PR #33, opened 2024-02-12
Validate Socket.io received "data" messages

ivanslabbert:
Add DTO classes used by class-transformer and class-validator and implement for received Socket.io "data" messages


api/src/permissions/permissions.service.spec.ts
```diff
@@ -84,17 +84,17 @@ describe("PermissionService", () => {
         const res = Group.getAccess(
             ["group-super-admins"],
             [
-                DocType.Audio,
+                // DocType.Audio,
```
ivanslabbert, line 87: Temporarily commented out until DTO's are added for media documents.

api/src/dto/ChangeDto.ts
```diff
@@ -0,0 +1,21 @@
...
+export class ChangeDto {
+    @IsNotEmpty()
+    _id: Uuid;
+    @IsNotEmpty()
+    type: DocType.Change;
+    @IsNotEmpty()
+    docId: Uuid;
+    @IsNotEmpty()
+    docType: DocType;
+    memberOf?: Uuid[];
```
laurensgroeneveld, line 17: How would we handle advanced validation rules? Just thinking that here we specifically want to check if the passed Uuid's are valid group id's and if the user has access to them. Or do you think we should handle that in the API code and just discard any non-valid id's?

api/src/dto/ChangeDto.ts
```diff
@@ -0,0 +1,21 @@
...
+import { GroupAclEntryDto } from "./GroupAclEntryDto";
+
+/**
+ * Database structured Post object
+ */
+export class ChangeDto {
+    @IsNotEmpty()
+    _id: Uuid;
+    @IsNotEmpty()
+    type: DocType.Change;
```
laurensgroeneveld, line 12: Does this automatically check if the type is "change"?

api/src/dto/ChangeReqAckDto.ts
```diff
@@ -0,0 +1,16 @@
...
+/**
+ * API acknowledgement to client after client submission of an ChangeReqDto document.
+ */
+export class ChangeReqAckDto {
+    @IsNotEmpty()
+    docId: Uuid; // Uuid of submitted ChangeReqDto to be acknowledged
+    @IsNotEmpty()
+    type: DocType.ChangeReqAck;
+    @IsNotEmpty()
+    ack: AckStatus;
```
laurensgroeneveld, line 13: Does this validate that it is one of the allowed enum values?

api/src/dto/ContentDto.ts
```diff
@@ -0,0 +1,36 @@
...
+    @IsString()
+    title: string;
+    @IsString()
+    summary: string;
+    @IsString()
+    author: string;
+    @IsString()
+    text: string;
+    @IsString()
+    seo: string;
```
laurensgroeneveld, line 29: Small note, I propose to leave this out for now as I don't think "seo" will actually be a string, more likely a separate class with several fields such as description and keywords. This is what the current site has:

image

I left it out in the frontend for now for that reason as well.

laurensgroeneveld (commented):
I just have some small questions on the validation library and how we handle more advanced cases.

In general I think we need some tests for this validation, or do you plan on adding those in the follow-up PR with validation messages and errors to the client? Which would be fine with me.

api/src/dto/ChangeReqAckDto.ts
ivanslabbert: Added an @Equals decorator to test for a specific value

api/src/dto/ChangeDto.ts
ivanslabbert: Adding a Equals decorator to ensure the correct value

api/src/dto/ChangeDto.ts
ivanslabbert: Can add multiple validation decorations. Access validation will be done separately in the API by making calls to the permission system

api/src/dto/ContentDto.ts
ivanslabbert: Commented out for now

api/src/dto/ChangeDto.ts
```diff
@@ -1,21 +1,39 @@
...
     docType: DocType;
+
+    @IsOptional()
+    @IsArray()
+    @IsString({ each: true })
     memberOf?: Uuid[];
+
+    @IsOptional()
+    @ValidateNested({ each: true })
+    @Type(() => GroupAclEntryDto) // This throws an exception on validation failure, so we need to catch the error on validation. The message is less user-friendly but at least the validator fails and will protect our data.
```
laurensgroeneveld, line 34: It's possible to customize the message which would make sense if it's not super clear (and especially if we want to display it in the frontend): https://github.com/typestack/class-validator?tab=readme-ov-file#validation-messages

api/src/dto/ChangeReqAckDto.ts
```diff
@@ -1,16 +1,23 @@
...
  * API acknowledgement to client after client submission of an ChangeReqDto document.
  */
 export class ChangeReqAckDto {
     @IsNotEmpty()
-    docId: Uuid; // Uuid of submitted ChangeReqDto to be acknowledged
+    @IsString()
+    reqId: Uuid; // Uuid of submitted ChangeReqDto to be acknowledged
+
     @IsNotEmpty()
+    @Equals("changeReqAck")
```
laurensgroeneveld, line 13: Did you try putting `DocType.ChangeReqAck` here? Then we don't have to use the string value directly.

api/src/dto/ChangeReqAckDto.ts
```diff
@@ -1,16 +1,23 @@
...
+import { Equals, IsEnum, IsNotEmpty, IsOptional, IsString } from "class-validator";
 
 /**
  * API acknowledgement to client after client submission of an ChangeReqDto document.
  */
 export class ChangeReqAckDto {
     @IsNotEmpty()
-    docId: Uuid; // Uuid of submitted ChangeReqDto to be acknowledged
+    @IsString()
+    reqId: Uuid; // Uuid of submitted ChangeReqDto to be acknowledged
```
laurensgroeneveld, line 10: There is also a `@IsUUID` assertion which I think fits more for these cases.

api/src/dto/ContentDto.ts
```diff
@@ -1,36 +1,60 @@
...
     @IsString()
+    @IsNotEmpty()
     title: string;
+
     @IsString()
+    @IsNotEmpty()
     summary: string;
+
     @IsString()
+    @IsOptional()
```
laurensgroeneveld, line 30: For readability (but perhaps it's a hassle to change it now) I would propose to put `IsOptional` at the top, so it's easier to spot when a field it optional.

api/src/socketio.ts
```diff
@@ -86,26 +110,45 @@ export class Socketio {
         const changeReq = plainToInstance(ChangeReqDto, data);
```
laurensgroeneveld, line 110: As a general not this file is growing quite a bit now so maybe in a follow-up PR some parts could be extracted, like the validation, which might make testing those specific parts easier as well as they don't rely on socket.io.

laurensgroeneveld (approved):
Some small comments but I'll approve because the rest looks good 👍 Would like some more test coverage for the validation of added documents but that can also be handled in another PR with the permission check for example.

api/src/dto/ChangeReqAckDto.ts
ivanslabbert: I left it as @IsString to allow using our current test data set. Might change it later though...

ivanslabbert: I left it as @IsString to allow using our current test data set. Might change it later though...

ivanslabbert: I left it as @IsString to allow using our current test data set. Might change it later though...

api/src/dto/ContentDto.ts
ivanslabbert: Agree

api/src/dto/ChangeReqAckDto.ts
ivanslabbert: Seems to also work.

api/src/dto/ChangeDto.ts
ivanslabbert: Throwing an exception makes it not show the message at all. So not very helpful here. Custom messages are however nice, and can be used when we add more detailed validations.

___

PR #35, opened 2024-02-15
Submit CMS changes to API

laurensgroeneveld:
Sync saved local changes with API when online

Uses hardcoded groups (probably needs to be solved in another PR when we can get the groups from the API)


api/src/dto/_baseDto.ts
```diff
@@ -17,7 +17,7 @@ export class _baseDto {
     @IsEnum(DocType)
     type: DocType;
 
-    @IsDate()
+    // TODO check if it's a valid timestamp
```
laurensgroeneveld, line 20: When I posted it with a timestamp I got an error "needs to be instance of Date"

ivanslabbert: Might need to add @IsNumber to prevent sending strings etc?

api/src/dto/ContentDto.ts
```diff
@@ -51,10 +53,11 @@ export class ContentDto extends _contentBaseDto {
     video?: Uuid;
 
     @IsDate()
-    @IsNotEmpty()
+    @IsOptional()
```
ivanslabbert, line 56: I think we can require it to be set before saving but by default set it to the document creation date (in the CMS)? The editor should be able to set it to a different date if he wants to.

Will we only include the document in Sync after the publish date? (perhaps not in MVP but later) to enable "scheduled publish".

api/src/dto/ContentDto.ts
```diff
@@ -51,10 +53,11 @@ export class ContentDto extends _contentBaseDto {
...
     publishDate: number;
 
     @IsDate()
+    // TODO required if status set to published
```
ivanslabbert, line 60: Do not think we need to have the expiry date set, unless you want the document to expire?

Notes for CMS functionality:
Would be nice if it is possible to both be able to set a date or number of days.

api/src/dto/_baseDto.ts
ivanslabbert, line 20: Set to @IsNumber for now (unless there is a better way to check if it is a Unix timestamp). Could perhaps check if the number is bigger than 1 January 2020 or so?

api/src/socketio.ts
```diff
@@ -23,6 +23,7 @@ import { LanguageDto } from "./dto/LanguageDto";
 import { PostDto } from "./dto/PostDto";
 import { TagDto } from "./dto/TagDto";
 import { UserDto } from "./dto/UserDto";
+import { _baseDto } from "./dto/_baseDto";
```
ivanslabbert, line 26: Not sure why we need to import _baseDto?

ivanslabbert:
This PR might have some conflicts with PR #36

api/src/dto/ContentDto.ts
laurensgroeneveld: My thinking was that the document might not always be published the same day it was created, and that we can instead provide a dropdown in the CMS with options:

___

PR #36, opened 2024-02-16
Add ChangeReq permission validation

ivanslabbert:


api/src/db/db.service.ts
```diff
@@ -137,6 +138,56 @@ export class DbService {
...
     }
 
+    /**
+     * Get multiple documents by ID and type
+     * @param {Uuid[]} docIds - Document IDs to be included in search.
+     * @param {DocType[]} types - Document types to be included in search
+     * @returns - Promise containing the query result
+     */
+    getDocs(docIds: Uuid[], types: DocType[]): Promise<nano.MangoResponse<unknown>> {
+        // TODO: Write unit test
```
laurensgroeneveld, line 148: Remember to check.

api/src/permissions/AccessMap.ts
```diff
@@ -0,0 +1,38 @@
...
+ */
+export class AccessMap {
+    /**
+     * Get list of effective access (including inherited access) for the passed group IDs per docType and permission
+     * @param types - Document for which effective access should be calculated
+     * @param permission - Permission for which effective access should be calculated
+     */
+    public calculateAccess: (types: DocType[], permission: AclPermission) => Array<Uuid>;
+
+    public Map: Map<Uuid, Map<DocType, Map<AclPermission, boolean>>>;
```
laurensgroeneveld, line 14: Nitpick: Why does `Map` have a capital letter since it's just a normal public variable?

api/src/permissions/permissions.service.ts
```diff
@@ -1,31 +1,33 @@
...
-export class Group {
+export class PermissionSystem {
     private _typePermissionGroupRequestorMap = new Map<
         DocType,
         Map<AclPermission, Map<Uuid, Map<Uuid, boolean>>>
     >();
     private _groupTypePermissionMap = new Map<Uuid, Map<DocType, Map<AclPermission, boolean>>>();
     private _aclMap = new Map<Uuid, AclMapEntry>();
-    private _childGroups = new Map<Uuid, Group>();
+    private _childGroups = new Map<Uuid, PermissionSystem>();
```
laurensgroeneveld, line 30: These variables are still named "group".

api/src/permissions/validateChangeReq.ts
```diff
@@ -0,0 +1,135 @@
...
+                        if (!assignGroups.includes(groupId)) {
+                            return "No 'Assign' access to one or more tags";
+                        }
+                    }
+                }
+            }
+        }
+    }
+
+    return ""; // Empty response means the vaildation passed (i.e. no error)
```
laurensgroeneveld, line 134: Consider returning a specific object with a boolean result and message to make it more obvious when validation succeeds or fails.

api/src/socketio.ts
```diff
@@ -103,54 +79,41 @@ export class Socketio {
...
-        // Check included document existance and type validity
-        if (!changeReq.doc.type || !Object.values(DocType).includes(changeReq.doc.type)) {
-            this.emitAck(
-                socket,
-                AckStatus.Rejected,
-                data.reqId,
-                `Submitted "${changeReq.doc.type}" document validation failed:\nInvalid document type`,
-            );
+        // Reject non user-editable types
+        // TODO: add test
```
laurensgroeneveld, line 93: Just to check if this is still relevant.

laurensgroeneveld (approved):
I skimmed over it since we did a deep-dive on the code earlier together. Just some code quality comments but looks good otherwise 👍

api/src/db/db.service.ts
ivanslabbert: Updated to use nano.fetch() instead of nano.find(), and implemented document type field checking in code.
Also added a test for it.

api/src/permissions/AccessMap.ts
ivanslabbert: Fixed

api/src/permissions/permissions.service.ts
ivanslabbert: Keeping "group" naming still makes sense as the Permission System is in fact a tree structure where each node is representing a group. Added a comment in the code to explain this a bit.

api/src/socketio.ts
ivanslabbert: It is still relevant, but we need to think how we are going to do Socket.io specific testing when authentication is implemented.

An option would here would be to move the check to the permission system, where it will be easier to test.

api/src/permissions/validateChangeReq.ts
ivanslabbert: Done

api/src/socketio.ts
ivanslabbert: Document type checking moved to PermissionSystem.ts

___

* **What you should do**
Which lines of the data include the string "sense"? Find them and copy each one.

* **Response**
laurensgroeneveld, line 34: It's possible to customize the message which would make sense if it's not super clear (and especially if we want to display it in the frontend): https://github.com/typestack/class-validator?tab=readme-ov-file#validation-messages
ivanslabbert: Keeping "group" naming still makes sense as the Permission System is in fact a tree structure where each node is representing a group. Added a comment in the code to explain this a bit.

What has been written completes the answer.